What this task involves =>
Whenever a line of the data below holds the string "normal", copy that line.

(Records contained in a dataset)
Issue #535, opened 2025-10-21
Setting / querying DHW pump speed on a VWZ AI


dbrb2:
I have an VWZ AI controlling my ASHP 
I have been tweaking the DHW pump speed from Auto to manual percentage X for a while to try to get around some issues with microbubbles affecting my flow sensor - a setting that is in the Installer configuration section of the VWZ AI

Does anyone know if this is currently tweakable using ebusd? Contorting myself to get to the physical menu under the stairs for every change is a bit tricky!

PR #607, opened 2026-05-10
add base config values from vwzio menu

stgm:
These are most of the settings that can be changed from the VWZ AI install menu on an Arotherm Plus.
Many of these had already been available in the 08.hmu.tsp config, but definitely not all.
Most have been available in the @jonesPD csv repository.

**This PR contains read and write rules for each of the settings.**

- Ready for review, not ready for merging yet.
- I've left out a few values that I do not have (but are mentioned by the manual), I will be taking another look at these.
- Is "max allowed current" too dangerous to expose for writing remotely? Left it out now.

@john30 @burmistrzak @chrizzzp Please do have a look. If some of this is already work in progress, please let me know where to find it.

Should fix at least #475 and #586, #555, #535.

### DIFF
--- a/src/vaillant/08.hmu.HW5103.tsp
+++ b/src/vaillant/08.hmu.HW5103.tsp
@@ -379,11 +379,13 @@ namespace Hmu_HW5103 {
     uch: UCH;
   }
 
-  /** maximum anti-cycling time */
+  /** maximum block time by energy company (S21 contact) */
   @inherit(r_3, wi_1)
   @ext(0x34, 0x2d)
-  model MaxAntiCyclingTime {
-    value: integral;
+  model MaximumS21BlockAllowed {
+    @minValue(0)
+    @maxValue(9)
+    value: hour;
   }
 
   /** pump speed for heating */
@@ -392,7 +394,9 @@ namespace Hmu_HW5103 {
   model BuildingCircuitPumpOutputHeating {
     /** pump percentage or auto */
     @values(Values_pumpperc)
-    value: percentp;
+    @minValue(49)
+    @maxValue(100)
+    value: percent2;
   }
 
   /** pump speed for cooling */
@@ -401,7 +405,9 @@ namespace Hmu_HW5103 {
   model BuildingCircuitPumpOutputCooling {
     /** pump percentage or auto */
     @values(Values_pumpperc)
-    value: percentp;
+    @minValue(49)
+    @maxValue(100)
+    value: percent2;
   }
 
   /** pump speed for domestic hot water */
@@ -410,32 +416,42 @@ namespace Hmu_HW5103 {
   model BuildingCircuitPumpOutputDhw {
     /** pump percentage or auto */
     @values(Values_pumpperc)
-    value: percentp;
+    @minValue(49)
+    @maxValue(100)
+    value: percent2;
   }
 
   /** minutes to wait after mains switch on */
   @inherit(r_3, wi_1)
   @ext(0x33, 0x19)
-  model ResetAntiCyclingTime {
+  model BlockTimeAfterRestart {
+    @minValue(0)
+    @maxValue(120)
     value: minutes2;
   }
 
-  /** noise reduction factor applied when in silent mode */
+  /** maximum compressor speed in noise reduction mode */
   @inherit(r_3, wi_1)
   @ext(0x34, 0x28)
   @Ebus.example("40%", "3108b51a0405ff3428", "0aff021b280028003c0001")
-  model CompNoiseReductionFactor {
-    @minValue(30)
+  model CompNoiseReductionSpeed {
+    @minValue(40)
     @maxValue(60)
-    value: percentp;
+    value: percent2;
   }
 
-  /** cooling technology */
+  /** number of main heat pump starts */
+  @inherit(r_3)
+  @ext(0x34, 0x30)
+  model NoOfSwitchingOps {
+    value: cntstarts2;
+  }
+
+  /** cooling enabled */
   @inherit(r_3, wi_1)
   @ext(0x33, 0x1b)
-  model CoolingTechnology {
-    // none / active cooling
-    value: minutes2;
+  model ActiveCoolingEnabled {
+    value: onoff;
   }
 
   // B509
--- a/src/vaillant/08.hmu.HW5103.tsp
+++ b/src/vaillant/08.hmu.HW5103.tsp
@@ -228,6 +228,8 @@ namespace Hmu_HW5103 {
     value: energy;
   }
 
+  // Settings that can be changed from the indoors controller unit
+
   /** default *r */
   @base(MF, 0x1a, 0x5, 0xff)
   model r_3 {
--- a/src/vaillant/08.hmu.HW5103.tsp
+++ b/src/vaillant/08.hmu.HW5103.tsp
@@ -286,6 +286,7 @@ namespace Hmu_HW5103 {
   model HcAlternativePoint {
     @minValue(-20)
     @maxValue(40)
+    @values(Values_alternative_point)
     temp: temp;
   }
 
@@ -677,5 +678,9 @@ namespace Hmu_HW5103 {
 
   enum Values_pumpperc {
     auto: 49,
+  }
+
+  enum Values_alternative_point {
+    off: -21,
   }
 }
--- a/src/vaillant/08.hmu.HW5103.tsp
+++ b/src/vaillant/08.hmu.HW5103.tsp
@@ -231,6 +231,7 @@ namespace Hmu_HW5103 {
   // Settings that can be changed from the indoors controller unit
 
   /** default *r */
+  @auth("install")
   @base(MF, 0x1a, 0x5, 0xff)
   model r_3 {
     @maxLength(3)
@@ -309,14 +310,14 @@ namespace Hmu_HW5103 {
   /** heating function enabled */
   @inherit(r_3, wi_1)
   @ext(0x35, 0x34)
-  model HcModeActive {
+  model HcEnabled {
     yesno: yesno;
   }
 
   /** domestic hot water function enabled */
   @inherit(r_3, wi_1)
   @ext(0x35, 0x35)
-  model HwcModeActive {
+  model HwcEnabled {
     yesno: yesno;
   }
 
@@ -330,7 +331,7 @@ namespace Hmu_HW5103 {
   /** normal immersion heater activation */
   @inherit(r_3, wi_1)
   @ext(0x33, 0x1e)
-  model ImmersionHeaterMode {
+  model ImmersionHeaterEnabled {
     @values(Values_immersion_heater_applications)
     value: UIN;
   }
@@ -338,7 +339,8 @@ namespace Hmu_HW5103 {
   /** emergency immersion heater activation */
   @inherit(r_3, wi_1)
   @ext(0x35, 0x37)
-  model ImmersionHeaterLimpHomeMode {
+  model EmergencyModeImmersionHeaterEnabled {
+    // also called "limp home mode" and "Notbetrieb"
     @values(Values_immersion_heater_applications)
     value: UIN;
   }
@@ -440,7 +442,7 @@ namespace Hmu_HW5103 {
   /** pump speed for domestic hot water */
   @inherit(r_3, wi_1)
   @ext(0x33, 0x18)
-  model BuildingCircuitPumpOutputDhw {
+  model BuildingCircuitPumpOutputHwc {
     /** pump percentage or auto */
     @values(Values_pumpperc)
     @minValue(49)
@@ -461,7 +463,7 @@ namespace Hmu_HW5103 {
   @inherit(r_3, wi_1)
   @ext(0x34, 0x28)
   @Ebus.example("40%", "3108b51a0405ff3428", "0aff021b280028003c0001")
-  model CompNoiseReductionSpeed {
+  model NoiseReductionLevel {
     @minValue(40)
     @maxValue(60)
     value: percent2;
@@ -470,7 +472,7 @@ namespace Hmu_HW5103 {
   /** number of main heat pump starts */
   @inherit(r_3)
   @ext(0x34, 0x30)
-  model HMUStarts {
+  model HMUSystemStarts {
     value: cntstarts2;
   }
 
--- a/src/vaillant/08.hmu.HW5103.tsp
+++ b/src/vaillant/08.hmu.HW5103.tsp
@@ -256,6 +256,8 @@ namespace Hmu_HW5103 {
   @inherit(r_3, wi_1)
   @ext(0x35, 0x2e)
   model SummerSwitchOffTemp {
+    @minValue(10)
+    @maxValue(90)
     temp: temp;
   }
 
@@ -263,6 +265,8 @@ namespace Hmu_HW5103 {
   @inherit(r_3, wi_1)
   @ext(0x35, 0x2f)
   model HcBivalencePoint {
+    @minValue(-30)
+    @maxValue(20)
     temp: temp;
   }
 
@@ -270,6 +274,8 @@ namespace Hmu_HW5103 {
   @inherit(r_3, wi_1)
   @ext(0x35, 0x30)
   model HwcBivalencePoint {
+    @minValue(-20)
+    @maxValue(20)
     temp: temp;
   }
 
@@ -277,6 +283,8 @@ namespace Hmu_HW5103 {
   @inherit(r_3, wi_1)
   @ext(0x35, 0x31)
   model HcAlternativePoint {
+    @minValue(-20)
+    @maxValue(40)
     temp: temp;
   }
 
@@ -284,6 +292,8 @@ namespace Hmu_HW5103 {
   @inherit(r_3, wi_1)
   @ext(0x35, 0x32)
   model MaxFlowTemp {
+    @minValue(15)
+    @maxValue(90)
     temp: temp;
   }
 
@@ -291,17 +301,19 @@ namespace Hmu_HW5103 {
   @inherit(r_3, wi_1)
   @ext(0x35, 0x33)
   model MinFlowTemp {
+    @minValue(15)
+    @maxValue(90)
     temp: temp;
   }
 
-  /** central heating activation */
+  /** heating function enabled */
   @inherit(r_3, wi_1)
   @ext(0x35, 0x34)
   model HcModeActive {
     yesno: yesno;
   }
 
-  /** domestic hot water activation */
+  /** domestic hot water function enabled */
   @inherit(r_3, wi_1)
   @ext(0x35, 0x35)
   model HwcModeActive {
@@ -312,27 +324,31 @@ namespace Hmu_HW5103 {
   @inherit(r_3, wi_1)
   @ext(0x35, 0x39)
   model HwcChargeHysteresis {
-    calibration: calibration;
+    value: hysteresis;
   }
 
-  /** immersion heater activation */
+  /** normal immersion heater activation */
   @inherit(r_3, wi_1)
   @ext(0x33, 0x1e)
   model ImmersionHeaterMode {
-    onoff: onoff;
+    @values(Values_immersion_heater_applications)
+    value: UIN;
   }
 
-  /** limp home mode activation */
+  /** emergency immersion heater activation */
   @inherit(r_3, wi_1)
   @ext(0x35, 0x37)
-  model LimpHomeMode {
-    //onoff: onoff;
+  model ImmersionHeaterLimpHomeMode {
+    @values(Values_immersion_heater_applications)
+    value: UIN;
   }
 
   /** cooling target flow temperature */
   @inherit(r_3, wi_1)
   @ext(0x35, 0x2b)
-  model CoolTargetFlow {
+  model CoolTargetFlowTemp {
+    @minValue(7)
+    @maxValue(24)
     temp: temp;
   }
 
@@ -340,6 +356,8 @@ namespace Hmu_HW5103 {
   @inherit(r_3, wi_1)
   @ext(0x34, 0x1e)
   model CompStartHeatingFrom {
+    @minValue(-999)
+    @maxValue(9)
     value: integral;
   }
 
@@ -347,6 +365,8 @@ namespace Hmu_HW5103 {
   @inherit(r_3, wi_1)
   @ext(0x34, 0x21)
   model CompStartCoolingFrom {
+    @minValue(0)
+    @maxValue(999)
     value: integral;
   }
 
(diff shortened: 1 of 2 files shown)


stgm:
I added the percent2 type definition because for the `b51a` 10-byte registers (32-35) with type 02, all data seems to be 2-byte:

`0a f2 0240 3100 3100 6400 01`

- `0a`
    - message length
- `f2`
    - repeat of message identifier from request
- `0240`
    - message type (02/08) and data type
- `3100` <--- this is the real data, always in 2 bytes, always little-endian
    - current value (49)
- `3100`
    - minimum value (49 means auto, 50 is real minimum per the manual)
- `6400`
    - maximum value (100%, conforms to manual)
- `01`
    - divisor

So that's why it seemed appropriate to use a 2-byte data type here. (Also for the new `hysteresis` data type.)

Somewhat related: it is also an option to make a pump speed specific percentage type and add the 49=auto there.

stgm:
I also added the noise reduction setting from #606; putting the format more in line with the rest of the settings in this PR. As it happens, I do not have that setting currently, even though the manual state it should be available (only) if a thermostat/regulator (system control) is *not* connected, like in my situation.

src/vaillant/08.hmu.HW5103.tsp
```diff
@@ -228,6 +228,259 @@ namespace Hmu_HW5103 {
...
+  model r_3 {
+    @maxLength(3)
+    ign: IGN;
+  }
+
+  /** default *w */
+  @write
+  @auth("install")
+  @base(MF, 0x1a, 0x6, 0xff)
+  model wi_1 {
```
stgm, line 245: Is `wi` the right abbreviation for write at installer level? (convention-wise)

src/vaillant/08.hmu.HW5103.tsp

Result of this task =>
   /** normal immersion heater activation */
+  /** normal immersion heater activation */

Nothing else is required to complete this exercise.